Anthropic alleges Chinese AI firms scraped Claude amid US chip export debate

Anthropic says three Chinese AI labs built a large network of fake accounts to access its Claude model and use the outputs to strengthen their own systems, bringing renewed attention to the issue of “distillation” at a moment when U.S. policy over advanced chip exports is under intense scrutiny.

According to Anthropic, the companies — DeepSeek, Moonshot AI, and MiniMax — created more than 24,000 fraudulent Claude accounts. Through those accounts, Anthropic claims the firms produced over 16 million back-and-forth interactions with Claude as part of a distillation effort. The company said these activities focused on what it considers Claude’s most distinctive strengths, including agentic reasoning, tool use, and coding.

The allegations arrive as U.S. officials, lawmakers, and industry leaders continue debating how tightly the government should enforce controls on exports of advanced AI chips — rules intended to limit China’s ability to scale frontier AI development.

Distillation itself is a standard technique in AI development. Labs often use it internally to build smaller, cheaper models that retain much of the performance of a larger model. But when a competitor uses distillation against another company’s model, it can function as a shortcut — effectively leveraging another lab’s outputs as training signals. Earlier this month, OpenAI sent a memo to House lawmakers alleging that DeepSeek used distillation methods to imitate OpenAI’s products.

DeepSeek became widely known about a year ago when it released its open source R1 reasoning model, which performed close to U.S. frontier systems while costing far less to run. DeepSeek is also expected to release DeepSeek V4 soon, a model reported to outperform Anthropic’s Claude and OpenAI’s ChatGPT on coding tasks.

Anthropic says the three alleged efforts differed in both size and what capabilities they appeared designed to extract.

The company tracked more than 150,000 exchanges linked to DeepSeek, which Anthropic believes were aimed at strengthening foundational logic and alignment, including work around developing censorship-safe responses to policy-sensitive prompts.

Anthropic says Moonshot AI generated more than 3.4 million exchanges focused on agentic reasoning and tool use, as well as coding, data analysis, agent development for computer use, and computer vision. Last month, Moonshot released a new open-source model, Kimi K2.5, along with a coding agent.

In Anthropic’s account, MiniMax produced the largest volume — around 13 million exchanges — aimed at agentic coding, tool use, and orchestration. Anthropic also claims it observed MiniMax shifting behaviour when Claude’s newest model launched, saying the company redirected nearly half of its traffic to extract capabilities from the updated system as soon as it became available.

Anthropic says it will keep investing in safeguards that make distillation attempts more difficult to carry out and easier to detect. At the same time, the company is urging a “coordinated response across the AI industry, cloud providers, and policymakers.”

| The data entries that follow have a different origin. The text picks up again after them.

PR #4101, opened 2020-05-28
[client] Fix bad argument index's in client_proxy. Update mint name in json-rpc views

tzakian:
Invalid argument index's meant that you couldn't add a currency while specifying the gas currency. This fixes this so you can now do 
```
a addc 0 LBR 0 100000 Coin1
```

assuming account 0 has a Coin1 balance, and no LBR balance.

This also updates the script names for minting so that the JSON-RPC views report this correctly. This should be switched over to not be a string comparison, but instead grab the script from the hash and then check that. But that's for a later PR.

### DIFF
--- a/json-rpc/types/src/views.rs
+++ b/json-rpc/types/src/views.rs
@@ -403,7 +403,7 @@ impl From<TransactionPayload> for ScriptView {
                     Err(format_err!("Unable to parse PeerToPeer arguments"))
                 }
             }
-            "mint_transaction" => {
+            "mint" | "mint_lbr_to_address" => {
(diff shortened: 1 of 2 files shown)


json-rpc/types/src/views.rs
```diff
@@ -403,7 +403,7 @@ impl From<TransactionPayload> for ScriptView {
                     Err(format_err!("Unable to parse PeerToPeer arguments"))
                 }
             }
-            "mint_transaction" => {
+            "mint" | "mint_lbr_to_address" => {
```
thefallentree, line 406: is this right though?  did someone change get_transcation_name() function ?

These claims fall amid a heated dispute over U.S. chip exports to China. Last month, the Trump administration formally allowed U.S. firms such as Nvidia to export advanced AI chips — including models like the H200 — to China. Critics of the move say easing restrictions expands China’s AI computing capacity at a crucial stage in the global competition for AI leadership.

Anthropic argues that the alleged distillation at this scale would not be possible without significant computing. The company says the amount of extraction attributed to DeepSeek, Moonshot, and MiniMax “requires access to advanced chips.”

“Distillation attacks therefore reinforce the rationale for export controls: restricted chip access limits both direct model training and the scale of illicit distillation,” Anthropic wrote in its blog post.

Dmitri Alperovitch, chairman of the Silverado Policy Accelerator think tank and the co-founder and former CTO of CrowdStrike, said that he is not surprised by the accusations.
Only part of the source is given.